Introduction¶
Nitro is flexible framework for intercepting and altering system calls inside virtual machines. It provides users with a stream of events about what the machine is doing and allows the user to perform arbitrary inside the virtual machine. Even better, all this is done in a way that is completely transparent to the virtual machine in question.
On a more technical level, Nitro is a virtual machine introspection system that, through the use of clever kernel-level functionality, allows the host system to pause virtual machine execution when system calls happen. While the virtual machine execution is paused, Nitro carefully dissects critical operating system data structures from its memory to understand the state of the system: what the system was doing when the system call took place. All this information is then passed to the user who can decide what to do with it. For example, the user might want to extract further information from the virtual machine or perform additional analysis that is specific to their use case or simply save the gathered data into a database.
For the end user, Nitro provides a simple Python API for attaching to virtual machines, subscribing to different kinds of events from them and a way to react to those events.
Why You Might Want to Consider Nitro¶
You might want to use Nitro when you need to have a low-level view of what your systems are doing. While Nitro aims to provide a lot of higher-level information on the system’s state, at the most basic level Nitro offers you with tools for inspecting (and altering) virtual machine’s CPU state and contents of its memory. If you are interested in what exactly the system is doing and want a comprehensive view of the entire machine, Nitro might be for you.
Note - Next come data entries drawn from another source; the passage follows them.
PR #522, opened 2026-01-30
feat: custom http headers support

ntibi:
Add ability to inject arbitrary HTTP headers into all Grafana API requests using the GRAFANA_EXTRA_HEADERS environment variable. The value should be a JSON object mapping header names to values.

This is useful for:
- Custom authentication schemes beyond API keys
- Integration with reverse proxies requiring specific headers

Changes:
- Standardize all HTTP clients to use consistent transport wrapping
- Add ExtraHeadersRoundTripper for consistent header injection
- Add BuildTransport() to consolidate transport creation logic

Alternatively, you might already have system for monitoring your virtual machines but you are concerned about how trustworthy the reported monitoring information is. Maybe you have reasons to believe that something is altering the data your monitoring probes collect. As Nitro resides entirely outside the bounds of the virtual machine it monitors, it is well protected against attacks that might want to alter the information it collects.
Or maybe you need a monitoring system that is transparent to the virtual machines, a system where the VM does not even know it is being monitored. For example, it is common for malware to try to actively detect if they are being monitored and change their behavior if they believe they are being watched. Maybe you do not want to or cannot alter the virtual machines but still want to be able to have some idea about what is going inside of them. Nitro can help you here.
It is also possible that you want to ensure that your software operates correctly whatever happens. Nitro aims to help you there by providing you with the tools for simulating abnormal system behavior. For example, how do you test your software for hardware failures or uncommon system call return values that almost never happen. Traditionally, bugs related to these things have been hard to replicate and fix. One of goals for the project is to make this feasible by providing tools for faking strange and uncommon events.
State of the Project¶
Nitro is still under heavy development and things are bound to change and evolve as the project progresses. While the core aspects of Nitro are in place, many of the finer features are still shaping up. APIs are likely to change as we iterate the design to find the best possible form for Nitro.